Using said resource's example this is what I think should work but doesn't seem to be:

require 'mechanize'
@agent = Mechanize.new
@agent.verify_mode = OpenSSL::SSL::VERIFY_NONE

##Login Page:
page = @agent.get 'http://www.website_here.com/intranet/login.asp'

##Username Page:
form = page.forms[0]
form['USER NAME HERE'] = LoginUser
##Submit User:
page = form.submit

##Password Page:
form = page.forms[0]
form['USER PASSWORD HERE'] = LoginPassword
##Submit Password:
page = form.submit

When I test my code I get the following output:

test.rb:10:in `': uninitialized constant LoginUser (NameError)
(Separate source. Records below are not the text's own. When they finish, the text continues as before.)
PR #1311, opened 2026-08-17
Map Forwardable delegations to method pins

apiology:
## Problem

`def_delegators` and `def_delegator` define real methods, but Solargraph maps neither, so every call to a delegated method is unresolved and any method returning one cannot infer its return type:

```ruby
require 'forwardable'

class Records
  # @return [Integer]
  def size = 3
end

class Holder
  extend Forwardable

  def_delegators :@records, :size

  # @return [void]
  def initialize
    # @type [Records]
    @records = Records.new
  end

  # @return [Integer]
  def total = size
end
```

```
test.rb:20: Holder#total return type could not be inferred
test.rb:20: Unresolved call to size
```

Separately, `alias_method` in a class body reports a false positive at strong level today:

```ruby
class Widget
  # @return [String]
  def name = 'x'

  alias_method :title, :name
end
```

```
test.rb:5: Unresolved call to alias_method
```

## Solution

`SendNode` maps both Forwardable forms into `Pin::DelegatedMethod` — the pin class added in #602, until now constructed only by external plugins — which resolves the receiver and the forwarded method lazily, so a delegated method reports the forwarded method's parameters, return type and signatures, and passes arguments and blocks through. Instance-variable, class-variable and method receivers are supported, as is `def_delegator`'s optional alias argument. Expansion fires only in a namespace that extends `Forwardable`; `SingleForwardable`'s class-scope delegation is not covered.

The `alias_method` false positive shares one cause with what would otherwise have been a `def_delegators` false positive: method pins synthesized from a class-body statement cover that statement's range but have no body of their own, so `_locate_pin` treating them as closures makes the declaring statement resolve in instance scope, where `alias_method` and `def_delegators` are not available. `_locate_pin` already skipped attribute pins for this reason, with a `@todo` noting the hack; aliases and delegations now answer the same `Pin::Method#body_less?` predicate.

## Test plan

Six strong-level specs — ivar receiver, method receiver, aliased delegation, argument and block passthrough, no expansion without `extend Forwardable`, and no false positive on the declaring statement. Five fail without this change. Full suite: 1541 examples, 0 failures, 59 pending.

*Opened as a draft. This PR was written by Claude (Anthropic's Claude Code) on behalf of @apiology.*

### DIFF
--- a/lib/solargraph/doc_map.rb
+++ b/lib/solargraph/doc_map.rb
@@ -268,6 +268,19 @@ module Solargraph
         logger.debug { "Using only RBS collection pins for #{gemspec.name}:#{gemspec.version}" }
         combined_pins_in_memory[[gemspec.name, gemspec.version]] = rbs_collection_pins
         combined_pins_in_memory[[gemspec.name, gemspec.version]]
+      elsif (fallback_pins = rbs_map.fallback_pins)
+        # rbs_map's own stdlib cache (stdlib/#{gemspec.name}.ser) already
+        # has these pins - built and serialized by RbsMap::StdlibMap#initialize
+        # a few lines above. What's missing is a *combined* cache entry
+        # for this gemspec, which only `solargraph gems` writes; until
+        # that runs, this method has nowhere else to look.
+        #
+        # Deliberately not written to combined_pins_in_memory: that is
+        # process-wide and keyed only by name and version, so a
+        # provisional set stored there would go on being served after
+        # the build that supersedes it.
+        logger.debug { "Using #{gemspec.name}:#{gemspec.version}'s stdlib RBS pins (no combined cache entry yet)" }
+        fallback_pins
       else
         logger.debug { "Pins not yet cached for #{gemspec.name}:#{gemspec.version}" }
         nil
--- a/lib/solargraph/doc_map.rb
+++ b/lib/solargraph/doc_map.rb
@@ -268,19 +268,6 @@ module Solargraph
         logger.debug { "Using only RBS collection pins for #{gemspec.name}:#{gemspec.version}" }
         combined_pins_in_memory[[gemspec.name, gemspec.version]] = rbs_collection_pins
         combined_pins_in_memory[[gemspec.name, gemspec.version]]
-      elsif (fallback_pins = rbs_map.fallback_pins)
-        # rbs_map's own stdlib cache (stdlib/#{gemspec.name}.ser) already
-        # has these pins - built and serialized by RbsMap::StdlibMap#initialize
-        # a few lines above. What's missing is a *combined* cache entry
-        # for this gemspec, which only `solargraph gems` writes; until
-        # that runs, this method has nowhere else to look.
-        #
-        # Deliberately not written to combined_pins_in_memory: that is
-        # process-wide and keyed only by name and version, so a
-        # provisional set stored there would go on being served after
-        # the build that supersedes it.
-        logger.debug { "Using #{gemspec.name}:#{gemspec.version}'s stdlib RBS pins (no combined cache entry yet)" }
-        fallback_pins
       else
         logger.debug { "Pins not yet cached for #{gemspec.name}:#{gemspec.version}" }
         nil
--- a/lib/solargraph/parser/parser_gem/node_processors/send_node.rb
+++ b/lib/solargraph/parser/parser_gem/node_processors/send_node.rb
@@ -59,6 +59,7 @@ module Solargraph
 
           # True when the enclosing namespace extends Forwardable, which is
           # what makes def_delegator and def_delegators available there.
+          # Matched by name only, so a same-named local module would fool this.
           #
           # @return [Boolean]
           def extends_forwardable?
--- a/lib/solargraph/parser/parser_gem/node_processors/send_node.rb
+++ b/lib/solargraph/parser/parser_gem/node_processors/send_node.rb
@@ -40,7 +40,7 @@ module Solargraph
                 process_private_constant
               elsif method_name == :alias_method && node.children[2] && node.children[2] && node.children[2].type == :sym && node.children[3] && node.children[3].type == :sym
                 process_alias_method
-              elsif %i[def_delegator def_delegators].include?(method_name) && forwardable_extended?
+              elsif %i[def_delegator def_delegators].include?(method_name) && extends_forwardable?
                 process_def_delegators
               elsif method_name == :private_class_method && node.children[2].is_a?(AST::Node)
                 # Processing a private class can potentially handle children on its own
@@ -61,7 +61,7 @@ module Solargraph
           # what makes def_delegator and def_delegators available there.
           #
           # @return [Boolean]
-          def forwardable_extended?
+          def extends_forwardable?
             pins.any? do |pin|
               pin.is_a?(Pin::Reference::Extend) &&
                 pin.closure == region.closure &&
@@ -76,10 +76,15 @@ module Solargraph
           def symbol_word subject
             return nil unless subject.is_a?(::Parser::AST::Node)
 
-            # @sg-ignore is_a? guard above is not narrowed through a return
+            # @sg-ignore is_a? guard above narrows subject to a
+            # workspace-local type but not to an external gem-sourced
+            # type like Parser::AST::Node - "Unresolved call to type on
+            # Object" without this. No upstream issue filed yet.
             return nil unless %i[sym str].include?(subject.type)
 
-            # @sg-ignore is_a? guard above is not narrowed through a return
+            # @sg-ignore Same is_a?-vs-external-type narrowing gap as
+            # above - "Unresolved call to children on Object" without
+            # this. No upstream issue filed yet.
             subject.children.first.to_s
           end
 
--- a/lib/solargraph/parser/parser_gem/node_processors/send_node.rb
+++ b/lib/solargraph/parser/parser_gem/node_processors/send_node.rb
@@ -77,15 +77,10 @@ module Solargraph
           def symbol_word subject
             return nil unless subject.is_a?(::Parser::AST::Node)
 
-            # @sg-ignore is_a? guard above narrows subject to a
-            # workspace-local type but not to an external gem-sourced
-            # type like Parser::AST::Node - "Unresolved call to type on
-            # Object" without this. No upstream issue filed yet.
+            # @sg-ignore flow sensitive typing needs to narrow down type with an if is_a? check
             return nil unless %i[sym str].include?(subject.type)
 
-            # @sg-ignore Same is_a?-vs-external-type narrowing gap as
-            # above - "Unresolved call to children on Object" without
-            # this. No upstream issue filed yet.
+            # @sg-ignore flow sensitive typing needs to narrow down type with an if is_a? check
             subject.children.first.to_s
           end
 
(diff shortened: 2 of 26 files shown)


lib/solargraph/doc_map.rb
```diff
@@ -268,6 +268,19 @@ def deserialize_combined_pin_cache gemspec
         logger.debug { "Using only RBS collection pins for #{gemspec.name}:#{gemspec.version}" }
         combined_pins_in_memory[[gemspec.name, gemspec.version]] = rbs_collection_pins
         combined_pins_in_memory[[gemspec.name, gemspec.version]]
+      elsif (fallback_pins = rbs_map.fallback_pins)
```
apiology: What's the purpose of assigning to a new local here?

lib/solargraph/parser/parser_gem/node_processors/send_node.rb
```diff
@@ -55,6 +57,90 @@ def process
...
+          # @param subject [Object]
+          # @return [String, nil]
+          def symbol_word subject
+            return nil unless subject.is_a?(::Parser::AST::Node)
+
+            # @sg-ignore is_a? guard above is not narrowed through a return
+            return nil unless %i[sym str].include?(subject.type)
+
+            # @sg-ignore is_a? guard above is not narrowed through a return
+            subject.children.first.to_s
```
apiology: What's the actual error we get from typechecking

lib/solargraph/type_checker.rb
```diff
@@ -141,6 +141,12 @@ def method_tag_problems
     # @return [Array<Problem>]
     def method_return_type_problems_for pin
       return [] if pin.is_a?(Pin::MethodAlias)
+      # A def_delegators whose receiver doesn't resolve statically - one
+      # reaching a method_missing dispatcher, say - has no declaration site a
+      # @return tag could be written at. The type belongs to the delegation
+      # target, and where that can't be found the @!method directive written
+      # above the def_delegators supplies it instead.
```
apiology: Please cut the filler from this comment

lib/solargraph/pin/delegated_method.rb
```diff
@@ -5,6 +5,11 @@ module Pin
     # A DelegatedMethod is a more complicated version of a MethodAlias that
     # allows aliasing a method from a different closure (class/module etc).
     class DelegatedMethod < Pin::Method
+      # @return [Boolean]
+      def body_less?
+        true
+      end
```
apiology: Let's use "has_body?" and invert

lib/solargraph/parser/parser_gem/node_processors/send_node.rb
```diff
@@ -55,6 +57,90 @@ def process
 
           private
 
+          # True when the enclosing namespace extends Forwardable, which is
+          # what makes def_delegator and def_delegators available there.
+          #
+          # @return [Boolean]
+          def forwardable_extended?
```
apiology: Maybe `extends_forwardable?`

lib/solargraph/parser/parser_gem/node_processors/send_node.rb
apiology: **Claude:**

```
lib/solargraph/parser/parser_gem/node_processors/send_node.rb:80: Unresolved call to type on Object
lib/solargraph/parser/parser_gem/node_processors/send_node.rb:83: Unresolved call to children on Object
```

Isolated it to one variable: `is_a?` narrowing works for a workspace-local
class but not for an external gem-sourced one. This passes clean:

```ruby
module Foo
  class Node
    # @return [Symbol]
    def type; :sym; end
  end

  # @param subject [Object]
  # @return [Symbol, nil]
  def symbol_word(subject)
    return nil unless subject.is_a?(Node)

    subject.type
  end
end
```

This does not, with `Node` swapped for the real `::Parser::AST::Node`
(from the `parser` gem) and everything else identical:

```ruby
module Foo
  # @param subject [Object]
  # @return [Symbol, nil]
  def symbol_word(subject)
    return nil unless subject.is_a?(::Parser::AST::Node)

    subject.type
  end
end
```

-> `Unresolved call to type on Object`

No upstream issue currently tracks this. Recorded the literal errors on
both markers in 3f62fc8; whether to file an issue for it is on the
decision list I'm keeping in the Claude Code session.

lib/solargraph/type_checker.rb
apiology: **Claude:**

Trimmed in 3f62fc8:

```
- # A def_delegators whose receiver doesn't resolve statically - one
- # reaching a method_missing dispatcher, say - has no declaration site a
- # @return tag could be written at. The type belongs to the delegation
- # target, and where that can't be found the @!method directive written
- # above the def_delegators supplies it instead.
+ # A DelegatedMethod whose receiver doesn't resolve statically has no
+ # declaration site for a @return tag - the @!method directive above
+ # the def_delegators call supplies the type instead.
```

lib/solargraph/pin/delegated_method.rb
apiology: **Claude:**

Renamed `body_less?` to `has_body?` (inverted) across `Method`,
`DelegatedMethod`, and `MethodAlias`, and the `source_map.rb` call site,
in 3f62fc8. RuboCop's `Naming/PredicatePrefix` wants `body?` instead of
`has_body?`; disabled that cop inline on the three definitions rather than
rename away from what you asked for.

lib/solargraph/parser/parser_gem/node_processors/send_node.rb
apiology: **Claude:**

Renamed `forwardable_extended?` to `extends_forwardable?` in 3f62fc8.

lib/solargraph/rbs_map.rb
```diff
@@ -153,6 +153,16 @@ def resolved?
       @resolved
     end
 
+    # Pins this map can hand back directly when a caller has nowhere else
+    # cached to look (no combined gem cache entry yet, no RBS collection
+    # entry). Base RbsMap has none; a subclass whose own pins are safe to
+    # serve standalone (see RbsMap::StdlibMap) overrides this.
```
apiology: 1 line at most

lib/solargraph/source_map.rb
```diff
@@ -221,9 +221,11 @@ def _locate_pin line, character, *klasses
       position = Position.new(line, character)
       found = nil
       pins.each do |pin|
-        # @todo Attribute pins should not be treated like closures, but
-        #   there's probably a better way to handle it
-        next if pin.is_a?(Pin::Method) && pin.attribute?
+        # Method pins synthesized from a class-body statement - attributes,
+        # aliases, delegations - cover that statement's range but have no
+        # body of their own, so treating them as closures would make the
+        # declaring statement resolve in the wrong scope.
```
apiology: 1 line at most

lib/solargraph/type_checker.rb
```diff
@@ -141,6 +141,10 @@ def method_tag_problems
     # @return [Array<Problem>]
     def method_return_type_problems_for pin
       return [] if pin.is_a?(Pin::MethodAlias)
+      # A DelegatedMethod whose receiver doesn't resolve statically has no
+      # declaration site for a @return tag - the @!method directive above
+      # the def_delegators call supplies the type instead.
```
apiology: 1 line at most

lib/solargraph/parser/parser_gem/node_processors/send_node.rb
```diff
@@ -55,6 +57,95 @@ def process
...
 
+          # True when the enclosing namespace extends Forwardable, which is
+          # what makes def_delegator and def_delegators available there.
+          #
+          # @return [Boolean]
+          def extends_forwardable?
+            pins.any? do |pin|
+              pin.is_a?(Pin::Reference::Extend) &&
+                pin.closure == region.closure &&
+                ['Forwardable', '::Forwardable'].include?(pin.name)
```
apiology: Acknowledge in a comment that we could be fooled by a more local module named Forwardable please

lib/solargraph/pin/method_alias.rb
```diff
@@ -7,6 +7,12 @@ module Pin
     # methods from included modules.
     #
     class MethodAlias < Method
+      # @return [Boolean]
+      # rubocop:disable Naming/PredicatePrefix
+      def has_body?
+        false
+      end
+      # rubocop:enable Naming/PredicatePrefix
```
apiology: How about just body?

lib/solargraph/parser/parser_gem/node_processors/send_node.rb
```diff
@@ -55,6 +57,96 @@ def process
...
+            # @sg-ignore is_a? guard above narrows subject to a
+            # workspace-local type but not to an external gem-sourced
+            # type like Parser::AST::Node - "Unresolved call to type on
+            # Object" without this. No upstream issue filed yet.
+            return nil unless %i[sym str].include?(subject.type)
+
+            # @sg-ignore Same is_a?-vs-external-type narrowing gap as
+            # above - "Unresolved call to children on Object" without
+            # this. No upstream issue filed yet.
+            subject.children.first.to_s
```
apiology: Look to see if you see an appropriate line in rules.rb matching this sg-ignore issue; if not create one and log there.  One line only.

lib/solargraph/rbs_map.rb
apiology: **Claude:** Done in 92a30e273, now one line:

`# Pins a subclass can serve standalone with no gem cache entry yet; see RbsMap::StdlibMap.`

lib/solargraph/source_map.rb
apiology: **Claude:** Done in 92a30e273, now one line:

`# A bodyless method pin covers its declaring statement's range but isn't a closure.`

lib/solargraph/type_checker.rb
apiology: **Claude:** Done in 92a30e273, now one line:

`# An unresolvable DelegatedMethod's type comes from its @!method directive, not a @return tag.`

lib/solargraph/parser/parser_gem/node_processors/send_node.rb
apiology: **Claude:** Added in 92a30e273, as the third line of the docstring:

`# Matched by name only, so a same-named local module would fool this.`

lib/solargraph/pin/method_alias.rb
apiology: **Claude:** Renamed to `body?` in 92a30e273. That also dropped the `Naming/PredicatePrefix` disable/enable pair the `has_body?` name needed, and the call site in `SourceMap#_locate_pin` now reads `next if pin.is_a?(Pin::Method) && !pin.body?`.

lib/solargraph/parser/parser_gem/node_processors/send_node.rb
apiology: **Claude:** `rules.rb` already had a matching entry, so no new one was needed:

`# @todo 21: flow sensitive typing needs to narrow down type with an if is_a? check`

Both markers now read as that single line, in 32e451e8d. It is the same gap: `node_methods.rb` uses that entry 15 times for the identical shape, guarding `.type` and `.children` calls on a `::Parser::AST::Node` behind a guard that does not narrow. Bumped the entry from 19 to 21 and its group total from 96 to 98.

Can anyone point out what I'm doing wrong?

Thanks

EDIT 3/27/15:

Using @seoyoochan resource I tried to form my code like this:

require 'rubygems'
require 'mechanize'
login_page  = agent.get "http://www.website_here.com/intranet/loginauthusr.asp?Page="
login_form = login_page.form_with(action: '/sessions') 
user_field = login_form.field_with(name: "session[user]") 
user.value = 'My User Name'

login_form.submit

When I try to run my code I'm now getting this output:

test.rb:4:in <main>': undefined local variable or methodagent' for main:Object (NameError)

I'm needing an example on how to assign the right names/classes that my provided form will work with.

EDIT 4/4/15:

Okay, Now using @tylermauthe example I'm trying to test the following code:

require 'mechanize'
require 'io/console'

agent = Mechanize.new
page = agent.get('http://www.website_here.com/intranet/loginauthusr.asp?Page=')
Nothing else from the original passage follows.